The Oberoi, New Delhi offers the ideal venue for hosting event in luxurious settings enhanced by
gracious hospitality. State-of-the-art equipment coupled with unobtrusive service and professional
expertise will ensure a memorable experience.
From small meeting rooms to large conference halls, it offers a choice of venue for your meetings and
events. The Hotel offers six banqueting rooms that can serve from 25 guests in classroom style to 375
guests for cocktails and receptions. For private meetings and high level strategy meetings, a cocktail
reception, or an elaborate gala dinner, The Oberoi New Delhi offers the expertise to create events that
guests will remember for a lifetime. The 24 hours Business Centre offers four 2-seater Private Offices,
two 6-seater Conference Rooms, three 12-seater Board Rooms and a 16-seater Board Room.
There is an image gallery and virtual tour facility being extended at Meeting web-Page, Every Icon
can be opened in a new Window with enthralling images of the hotel. Virtual tour is an eye tonic for
people who are looking for serenity with state of the art corporate facilities. Assistance page is an
icing on the top.
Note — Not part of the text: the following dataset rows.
Issue #7256, opened 2023-04-10
Refactor KVStore


CalvinNeo:
## Enhancement

This is the first storage of supporting raftstore v2. 
We will later make a KVStore v2.

PR #7402, opened 2023-04-27
Integrate some functions in KVStore and rename them to what they actually do

CalvinNeo:

Issue Number: ref #7256

Problem Summary:

Some methods are delegators of `writeBlockByRegion` which transforms row-format data into columnar-format data, and write them to cache of DeltaMergeStore.
There methods don't always do a flush. **Actually, they ALWAYS NOT DO a flush**, the only exception is when they are called from `tryFlushRegions`, and that is purely a scene of debugger.

1. flushRegion
2. tryPersist this is some un-locked version of persistRegion, we change its name to tryPersistRegion, and make it coworks with persistRegion.
4. tryFlushRegion
5. tryFlushRegions

So these names are quite misleading, I think we have to change them to what they actually do. 

### Check List

Tests 

- [ ] Unit test
- [ ] Integration test
- [ ] No code

Side effects

Documentation

- [ ] Affects user behaviors
- [ ] Contains syntax changes

### Release note

```release-note
None
```

### DIFF
--- a/dbms/src/Debug/MockRaftStoreProxy.cpp
+++ b/dbms/src/Debug/MockRaftStoreProxy.cpp
@@ -547,7 +547,7 @@ void MockRaftStoreProxy::doApply(
         return;
 
     auto old_applied = kvs.getRegion(region_id)->appliedIndex();
-    auto old_applied_term = kvs.getRegion(region_id)->appliedIndexTerm();
+    auto old_applied_term = 0; //kvs.getRegion(region_id)->appliedIndexTerm();
     if (cmd.has_raw_write_request())
     {
         // TiFlash write
--- a/dbms/src/Debug/MockRaftStoreProxy.cpp
+++ b/dbms/src/Debug/MockRaftStoreProxy.cpp
@@ -547,7 +547,7 @@ void MockRaftStoreProxy::doApply(
         return;
 
     auto old_applied = kvs.getRegion(region_id)->appliedIndex();
-    auto old_applied_term = 0; //kvs.getRegion(region_id)->appliedIndexTerm();
+    auto old_applied_term = kvs.getRegion(region_id)->appliedIndexTerm();
     if (cmd.has_raw_write_request())
     {
         // TiFlash write
--- a/dbms/src/Debug/dbgFuncRegion.cpp
+++ b/dbms/src/Debug/dbgFuncRegion.cpp
@@ -116,7 +116,7 @@ void dbgFuncTryFlushRegion(Context & context, const ASTs & args, DBGInvoker::Pri
     auto region_id = static_cast<RegionID>(safeGet<UInt64>(typeid_cast<const ASTLiteral &>(*args[0]).value));
 
     TMTContext & tmt = context.getTMTContext();
-    tmt.getRegionTable().tryFlushRegion(region_id);
+    tmt.getRegionTable().tryWriteBlockByRegionAndFlush(region_id);
 
     output(fmt::format("region_table try flush region {}", region_id));
 }
--- a/dbms/src/Debug/dbgFuncRegion.cpp
+++ b/dbms/src/Debug/dbgFuncRegion.cpp
@@ -101,7 +101,7 @@ void dbgFuncPutRegion(Context & context, const ASTs & args, DBGInvoker::Printer 
 void dbgFuncTryFlush(Context & context, const ASTs &, DBGInvoker::Printer output)
 {
     TMTContext & tmt = context.getTMTContext();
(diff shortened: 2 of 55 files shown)


dbms/src/Debug/MockRaftStoreProxy.cpp
```diff
@@ -547,7 +547,7 @@ void MockRaftStoreProxy::doApply(
         return;
 
     auto old_applied = kvs.getRegion(region_id)->appliedIndex();
-    auto old_applied_term = kvs.getRegion(region_id)->appliedIndexTerm();
```
CalvinNeo, line 550: typo

dbms/src/Debug/dbgFuncRegion.cpp
```diff
@@ -101,7 +101,7 @@ void dbgFuncPutRegion(Context & context, const ASTs & args, DBGInvoker::Printer
 void dbgFuncTryFlush(Context & context, const ASTs &, DBGInvoker::Printer output)
 {
     TMTContext & tmt = context.getTMTContext();
-    tmt.getRegionTable().tryFlushRegions();
```
lidezhu, line 104: I think function name should describe what job it intend to do not how to do the job. So I prefer the previous one.
And this function is actually deprecated, so I think there is no need to change its name.

CalvinNeo: I don't know what job dbgFuncTryFlush intends to do. However, if dbgFuncTryFlush is deprecated, we can remove dbgFuncTryFlush and tryFlushRegions

lidezhu (approved):
LGTM

dbms/src/Storages/Transaction/RegionTable.h
```diff
@@ -211,7 +216,10 @@ class RegionTable : private boost::noncopyable
     InternalRegion & insertRegion(Table & table, const Region & region);
     InternalRegion & doGetInternalRegion(KeyspaceTableID ks_tb_id, RegionID region_id);
 
-    RegionDataReadInfoList flushRegion(const RegionPtrWithBlock & region, bool try_persist) const;
+    // Try write the committed kvs into cache of columnar DeltaMergeStore.
+    // Flush the cache if try_persist is set to true.
+    // The original name for this method is flushRegion.
```
JaySon-Huang, line 221:
```suggestion
```

dbms/src/Storages/Transaction/RegionTable.h
```diff
@@ -159,9 +159,15 @@ class RegionTable : private boost::noncopyable
...
 
+    // Find all regions with data, call writeBlockByRegionAndFlush with try_persist = true.
+    // This function is only for debug.
     bool tryFlushRegions();
-    RegionDataReadInfoList tryFlushRegion(RegionID region_id, bool try_persist = false);
-    RegionDataReadInfoList tryFlushRegion(const RegionPtrWithBlock & region, bool try_persist);
+
+    // Protects writeBlockByRegionAndFlush and ensures it's executed by only one thread at the smae time.
+    // Only one thread can do this at the same time.
+    // The original name for this function is tryFlushRegion.
```
JaySon-Huang, line 168:
```suggestion
```

dbms/src/Storages/Transaction/KVStore.cpp
```diff
@@ -333,12 +330,27 @@ void KVStore::setRegionCompactLogConfig(UInt64 sec, UInt64 rows, UInt64 bytes)
...
+        region_persister->persist(region);
+    }
+    if (region_task_lock.has_value())
+    {
+        LOG_DEBUG(log, "Persist {} done", region.toString(false));
+    }
+    else
+    {
+        LOG_INFO(log, "After persisted {}, cache {} bytes", region.toString(false), region.dataSize());
+    }
```
JaySon-Huang, line 353: the statements inside this if branch can be merged into the previous if branch?

dbms/src/Storages/Transaction/RegionTable.h
CalvinNeo: Why?

dbms/src/Storages/Transaction/KVStore.cpp
CalvinNeo: fixed

dbms/src/Storages/Transaction/RegionTable.h
JaySon-Huang: I think we don't need to keep this message... it doesn't help

JaySon-Huang (approved):
LGTM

The facility of calling up the Hotel staff is readily available and an e-mail can also be
written for the professional help. The icons are displayed as Call us and Write to us.
(Oberoi Hotels and Resorts, 2013)
Special offers : A little scope of imagination is left with the list of icons displayed on the web-site.
The Special offers prompt the consumer to enjoy the long list of different options, i.e. Oberoi Exotic
Vacations, Oberoi Family vacations, Oberoi Exotic Honeymoon, Business travel plus, Spa retreats.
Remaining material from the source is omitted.